Transformers: Replace recurrence entirely with self-attention. Every position attends to every other position in parallel. No sequential computation, no vanishing gradients (attention is a weighted sum, not a product chain). This is why transformers dominate modern NLP and vision.
State Space Models (Mamba, etc.): Modern architectures that bring back the idea of a hidden state but with linear-time computation and selective gating. They combine the efficiency of RNNs (linear in sequence length) with the ability to handle long-range dependencies. An active area of research as of 2025.

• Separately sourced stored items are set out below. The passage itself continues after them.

PR #2686, opened 2023-08-31
Disable filestore by default

hardillb:
## Description

As this is a licensed feature it is already diabled by default, but the localfs installer does not include the file-server. So When you add a license to the localfs build it enables persistent context and fails to start instance.

With this off by default it will require file-server to be installed and started and configured.

Will look at bundling file-server in installer, but this is best safe quick option

## Related Issue(s)

Mentioned on NR Slack
https://node-red.slack.com/archives/C02V3BN77GU/p1693347012101579

## Checklist

    - [ ] Upgrade instructions
    - [ ] Configuration details
    - [ ] Concepts

## Labels

### DIFF
--- a/docs/install/local/README.md
+++ b/docs/install/local/README.md
@@ -233,6 +233,25 @@ you can use a pre-built docker image that provides everything needed.
 
     This will map the `1883`/`1884` ports to the host machine so they can be accessed outside of the container. If you already have an MQTT broker running on port 1883, then you'll need to modify the `-p` options to use a different set of ports. For example: `-p 9883:1883 -p 9884:1884`.
 
+## File Server
+
+By default the FlowFuse File Server component is disabled as it is a licensed feature. If you provide a license you can start the File Server with the following command:
+
+```bash
+sudo service flowforge-file start
+```
+
+You can then uncomment the following section in the `/opt/flowforge/etc/flowforge.yml` file
+
+```yaml
+#################################################
+# File Server config                            #
+#################################################
+
+fileStore:
+  url: http://localhost:3001
+
+```
 
 ## Upgrade
 
--- a/etc/flowforge.yml
+++ b/etc/flowforge.yml
@@ -71,8 +71,8 @@ driver:
 # File Server config                            #
 #################################################
 
-fileStore:
-  url: http://localhost:3001
+# fileStore:
+#   url: http://localhost:3001
 
 
 #################################################


hardillb:
I need to work out what to put in the documentation for this.

Steve-Mcl:
> I need to work out what to put in the documentation for this.

will docs update be part of the PR Ben?

hardillb:
Doh, knew I'd forgotten something, will look at it on Monday.

hardillb:
@Steve-Mcl ready

docs/install/local/README.md
```diff
@@ -233,6 +233,25 @@ you can use a pre-built docker image that provides everything needed.
...
+
+```yaml
+#################################################
+# File Server config                            #
+#################################################
+
+fileStore:
+  url: http://localhost:3001
+
+```
```
Steve-Mcl, line 254: Ben, should these not be reversed? (i.e. setting YAML BEFORE launching service)


**Unfortunately, due to multiple code fences, I cannot do this as a suggestion (it messes up the code suggestion)**

Here is my proposal:

<pre>
By default the FlowFuse File Server component is disabled as it is a licensed feature.
If you provide a license you can start the File Server with the following instructions:

Uncomment the `fileStore` keys in the `/opt/flowforge/etc/flowforge.yml` file:

```yaml
#################################################
# File Server config                            #
#################################################

fileStore:
  url: http://localhost:3001
```

Then you can start the File Server with the command:

```bash
sudo service flowforge-file start
```
</pre>

hardillb: NO!

hardillb: Because you have to start the file-server before you can try and use it

Steve-Mcl: Ah, soory, this wasnt clear at all.

Now you have emphatically stated NO I thought about it (and read it again) and realised that the yml file you are talking about is NOT for THIS application but actually for the FlowFuse application.  That makes sense now, but I am suspect that will not be clear to others either.

Question: Should we also state that FlowFuse application will need a restart after modifying `/opt/flowforge/etc/flowforge.yml`?  As it stands, this implies simply updating the yml is enough.


> Because you have to start the file-server before you can try and use it

Should that be included in docs?


> If you provide a license you can start the File Server with the following command

That reads like "If i provide a license to the File Server it will work". Should we not be clear about (or link to) the licensing? 

---

I got tripped up, imagine those reading this for the first time 🤷‍♂️

hardillb: You already have to restart the forge app after applying a license to enable the features so it's covered.

Steve-Mcl: ok

Steve-Mcl (approved):

PR #2701, opened 2023-09-05
Chore: Update some of the attribute order lint

hardillb:
## Description

Reduce lint exceptions for argument order.


Pezmc (approved):
I skimmed over this and caught nothing, likely this was done with autofix so I'm not going to scrutinise further.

| Year | Paper | Contribution |
|---|---|---|
| 1990 | Elman, "Finding Structure in Time" | The vanilla RNN (Elman network) |
| 1994 | Bengio et al., "Learning Long-Term Dependencies with Gradient Descent is Difficult" | Formalized vanishing gradient problem |
| 1997 | Hochreiter & Schmidhuber, "Long Short-Term Memory" | LSTM architecture |
| 2014 | Cho et al., "Learning Phrase Representations using RNN Encoder-Decoder" | GRU architecture |
| 2015 | Vinyals et al., "Show and Tell" | CNN + LSTM image captioning |
| 2015 | Karpathy, "The Unreasonable Effectiveness of RNNs" | Char-RNN blog post & min-char-rnn.py |
| 2016 | Karpathy, Johnson, & Fei-Fei, "Visualizing and Understanding Recurrent Networks" | Interpretable RNN cells |
RNNs carry memory through time via a hidden state, but vanilla gradients vanish exponentially — LSTM's gated cell state provides an additive highway that preserves gradients the same way ResNet's skip connections preserve them through depth.